(Items from a data source)
......
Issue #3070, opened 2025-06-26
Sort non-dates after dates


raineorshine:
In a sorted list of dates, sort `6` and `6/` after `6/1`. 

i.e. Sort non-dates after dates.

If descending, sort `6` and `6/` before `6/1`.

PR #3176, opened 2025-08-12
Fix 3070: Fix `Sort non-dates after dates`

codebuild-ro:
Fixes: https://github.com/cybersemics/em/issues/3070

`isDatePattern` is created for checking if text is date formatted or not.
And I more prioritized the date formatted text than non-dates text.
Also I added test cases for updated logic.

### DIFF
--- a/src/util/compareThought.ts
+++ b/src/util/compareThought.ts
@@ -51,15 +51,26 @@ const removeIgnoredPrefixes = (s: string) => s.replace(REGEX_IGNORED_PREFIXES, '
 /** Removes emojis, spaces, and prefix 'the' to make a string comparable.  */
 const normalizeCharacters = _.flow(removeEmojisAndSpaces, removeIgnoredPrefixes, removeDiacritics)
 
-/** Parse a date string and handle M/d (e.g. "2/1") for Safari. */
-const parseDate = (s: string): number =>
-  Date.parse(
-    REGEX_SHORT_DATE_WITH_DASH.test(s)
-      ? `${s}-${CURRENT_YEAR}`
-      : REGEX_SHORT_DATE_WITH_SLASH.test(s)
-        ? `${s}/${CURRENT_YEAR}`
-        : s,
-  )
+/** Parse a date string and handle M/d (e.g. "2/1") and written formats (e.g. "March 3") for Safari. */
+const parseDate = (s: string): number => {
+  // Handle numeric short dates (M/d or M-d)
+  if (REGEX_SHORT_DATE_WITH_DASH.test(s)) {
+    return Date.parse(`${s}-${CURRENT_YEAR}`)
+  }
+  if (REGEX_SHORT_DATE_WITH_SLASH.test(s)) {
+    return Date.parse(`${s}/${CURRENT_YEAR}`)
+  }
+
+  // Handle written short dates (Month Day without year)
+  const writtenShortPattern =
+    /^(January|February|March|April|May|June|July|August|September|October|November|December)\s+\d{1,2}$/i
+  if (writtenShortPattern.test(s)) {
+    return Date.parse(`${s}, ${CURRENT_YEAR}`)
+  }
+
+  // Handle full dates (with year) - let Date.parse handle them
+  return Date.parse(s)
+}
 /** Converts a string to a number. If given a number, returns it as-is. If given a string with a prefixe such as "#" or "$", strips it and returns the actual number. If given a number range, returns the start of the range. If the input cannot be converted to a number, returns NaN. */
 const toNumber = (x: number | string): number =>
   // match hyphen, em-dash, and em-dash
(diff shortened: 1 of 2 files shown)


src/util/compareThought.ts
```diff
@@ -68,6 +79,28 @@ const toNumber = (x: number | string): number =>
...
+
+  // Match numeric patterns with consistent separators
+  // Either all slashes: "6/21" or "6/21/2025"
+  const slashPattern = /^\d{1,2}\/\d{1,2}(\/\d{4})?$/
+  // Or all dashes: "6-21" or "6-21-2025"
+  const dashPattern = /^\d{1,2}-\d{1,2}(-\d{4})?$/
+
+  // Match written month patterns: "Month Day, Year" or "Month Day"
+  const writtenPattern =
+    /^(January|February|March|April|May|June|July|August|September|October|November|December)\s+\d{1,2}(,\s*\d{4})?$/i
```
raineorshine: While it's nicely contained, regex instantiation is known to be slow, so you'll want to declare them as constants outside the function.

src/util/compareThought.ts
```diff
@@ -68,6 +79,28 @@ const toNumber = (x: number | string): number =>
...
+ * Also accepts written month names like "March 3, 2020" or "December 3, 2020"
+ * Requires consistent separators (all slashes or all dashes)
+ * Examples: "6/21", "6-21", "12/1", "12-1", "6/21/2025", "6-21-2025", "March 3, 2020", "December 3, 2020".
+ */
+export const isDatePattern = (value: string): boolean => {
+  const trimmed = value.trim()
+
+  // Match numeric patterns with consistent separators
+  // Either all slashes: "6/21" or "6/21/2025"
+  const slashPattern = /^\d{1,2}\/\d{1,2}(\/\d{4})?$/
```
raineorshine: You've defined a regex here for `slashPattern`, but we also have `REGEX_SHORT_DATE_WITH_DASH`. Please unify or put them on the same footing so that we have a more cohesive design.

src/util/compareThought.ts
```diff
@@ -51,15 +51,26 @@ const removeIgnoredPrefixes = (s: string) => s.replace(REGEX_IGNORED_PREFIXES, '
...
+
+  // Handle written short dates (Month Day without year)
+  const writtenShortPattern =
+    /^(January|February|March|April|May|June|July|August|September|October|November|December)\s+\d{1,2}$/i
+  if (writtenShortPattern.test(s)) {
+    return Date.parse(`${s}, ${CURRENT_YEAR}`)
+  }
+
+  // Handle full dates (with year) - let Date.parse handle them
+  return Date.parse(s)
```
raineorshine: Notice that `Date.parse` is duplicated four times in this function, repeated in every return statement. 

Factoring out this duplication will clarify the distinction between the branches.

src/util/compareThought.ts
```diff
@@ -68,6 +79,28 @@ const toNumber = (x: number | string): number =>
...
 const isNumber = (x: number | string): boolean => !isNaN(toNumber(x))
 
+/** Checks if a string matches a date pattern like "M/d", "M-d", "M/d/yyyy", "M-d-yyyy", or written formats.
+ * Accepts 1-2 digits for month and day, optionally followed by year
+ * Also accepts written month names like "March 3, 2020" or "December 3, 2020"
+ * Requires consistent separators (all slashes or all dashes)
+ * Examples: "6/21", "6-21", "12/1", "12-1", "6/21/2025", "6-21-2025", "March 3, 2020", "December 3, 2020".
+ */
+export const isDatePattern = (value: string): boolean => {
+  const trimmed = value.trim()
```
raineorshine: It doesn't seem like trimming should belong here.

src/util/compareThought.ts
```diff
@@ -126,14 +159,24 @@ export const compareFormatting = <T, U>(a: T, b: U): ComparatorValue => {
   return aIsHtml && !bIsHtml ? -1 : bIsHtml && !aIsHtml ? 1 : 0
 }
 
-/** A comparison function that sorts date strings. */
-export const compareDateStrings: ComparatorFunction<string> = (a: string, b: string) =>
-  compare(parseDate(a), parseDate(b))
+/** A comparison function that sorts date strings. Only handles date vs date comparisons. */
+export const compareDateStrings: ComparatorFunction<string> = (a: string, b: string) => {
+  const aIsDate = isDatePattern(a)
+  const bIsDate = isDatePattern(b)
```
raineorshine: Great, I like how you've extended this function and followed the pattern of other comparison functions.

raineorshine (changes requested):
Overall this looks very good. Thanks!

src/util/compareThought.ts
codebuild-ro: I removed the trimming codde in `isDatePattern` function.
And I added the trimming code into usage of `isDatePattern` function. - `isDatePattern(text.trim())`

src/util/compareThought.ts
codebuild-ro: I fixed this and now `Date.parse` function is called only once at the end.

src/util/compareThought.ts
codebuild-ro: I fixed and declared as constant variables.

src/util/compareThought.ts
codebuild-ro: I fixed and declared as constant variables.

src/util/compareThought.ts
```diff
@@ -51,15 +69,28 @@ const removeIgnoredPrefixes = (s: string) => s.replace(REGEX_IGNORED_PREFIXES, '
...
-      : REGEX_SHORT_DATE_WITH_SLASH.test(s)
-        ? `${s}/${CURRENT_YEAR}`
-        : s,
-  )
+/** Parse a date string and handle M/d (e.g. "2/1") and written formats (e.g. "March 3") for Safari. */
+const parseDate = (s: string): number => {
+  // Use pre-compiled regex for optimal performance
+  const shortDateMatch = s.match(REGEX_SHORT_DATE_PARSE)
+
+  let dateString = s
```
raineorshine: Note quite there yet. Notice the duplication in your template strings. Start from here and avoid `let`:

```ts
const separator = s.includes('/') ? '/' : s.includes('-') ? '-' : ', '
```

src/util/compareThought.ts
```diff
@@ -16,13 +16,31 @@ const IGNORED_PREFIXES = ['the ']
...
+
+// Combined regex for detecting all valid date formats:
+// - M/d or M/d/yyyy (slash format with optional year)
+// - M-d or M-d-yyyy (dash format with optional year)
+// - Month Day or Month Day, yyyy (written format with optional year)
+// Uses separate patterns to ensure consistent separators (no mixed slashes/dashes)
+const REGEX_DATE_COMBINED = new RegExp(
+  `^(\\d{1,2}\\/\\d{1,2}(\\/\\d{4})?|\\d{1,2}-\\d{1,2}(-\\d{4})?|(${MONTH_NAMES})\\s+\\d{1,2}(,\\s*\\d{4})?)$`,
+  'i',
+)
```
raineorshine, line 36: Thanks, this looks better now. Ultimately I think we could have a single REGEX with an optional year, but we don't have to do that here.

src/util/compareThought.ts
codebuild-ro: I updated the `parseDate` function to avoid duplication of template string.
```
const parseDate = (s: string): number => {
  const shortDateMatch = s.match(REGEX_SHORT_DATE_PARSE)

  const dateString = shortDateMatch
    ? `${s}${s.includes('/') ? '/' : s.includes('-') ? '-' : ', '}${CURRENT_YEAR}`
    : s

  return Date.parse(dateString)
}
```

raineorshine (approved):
......
Gather and copy every line of the data in which the string "more" is found.

◆ RESPONSE TO THIS TASK
And I more prioritized the date formatted text than non-dates text.
raineorshine: You've defined a regex here for `slashPattern`, but we also have `REGEX_SHORT_DATE_WITH_DASH`. Please unify or put them on the same footing so that we have a more cohesive design.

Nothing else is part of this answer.